▶ Exercise details: Find how many lines of the following entries contain "accuracyMetrics". Reply with the number alone.

*** Extracted entries ***

PR #334, opened 2020-03-16
capitalize Fairlearn in dashboard

rihorn2:
Change capitalization of fairlearn to Fairlearn. Set starting page for view with precomputed metrics to the feature selection page.


fairlearn/widget/js/src/fairlearnDashboard.tsx
```diff
@@ -60,6 +60,7 @@ export class FairlearnView extends DOMWidgetView {
             predictedY={data.predicted_ys}
             trueY={data.true_y}
             modelNames={data.model_names}
+            customMetrics={[]}
```
riedgar-ms: I believe we need to chat about this at some point. However it's not MVP for the AzureML integration

visualization/FairnessDashboard/src/FairnessWizard.tsx
```diff
@@ -252,7 +252,7 @@ export class FairnessWizard extends React.PureComponent<IFairnessProps, IWizardS
                 parityMetrics: accuracyMetrics,
                 selectedParityKey: accuracyMetrics[0].key,
                 dashboardContext: FairnessWizard.buildPrecomputedFairnessContext(props),
-                activeTabKey: accuracyTabKey,
+                activeTabKey: featureBinTabKey,
```
riedgar-ms: Is this the reason that the dashboard in Mark's part of the PoC always opens to the 'second' page?

riedgar-ms:
Could we have a description, please? I think this is doing more than the PR title imples.

visualization/FairnessDashboard/src/FairnessWizard.tsx
rihorn2: yes. This should fix it to open to the feature page

fairlearn/widget/js/yarn.lock
```diff
@@ -228,70 +239,70 @@
...
+  resolved "https://registry.yarnpkg.com/@uifabric/foundation/-/foundation-7.5.19.tgz#8f84c5c249b006d7b2bf820d6e828d08d7648195"
+  integrity sha512-zBOzpZy5H895r8lmmbeRTrJ8r1MpRTavcbnbGJK1rYGB4/1hcxNmdpH1/Dt96JPCMGHH0wRzCT/w5bdAN99k4Q==
+  dependencies:
+    "@uifabric/merge-styles" "^7.8.7"
+    "@uifabric/set-version" "^7.0.6"
+    "@uifabric/styling" "^7.10.19"
+    "@uifabric/utilities" "^7.14.1"
+    tslib "^1.10.0"
+
+"@uifabric/icons@^7.3.18":
```
riedgar-ms: These are all just general updates?

rihorn2: we don't pin these dependencies to an upper version, so as we publish our package again, it pulls in the latest ones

*** End of Extracted entries ***

▶ Solution for this task: 2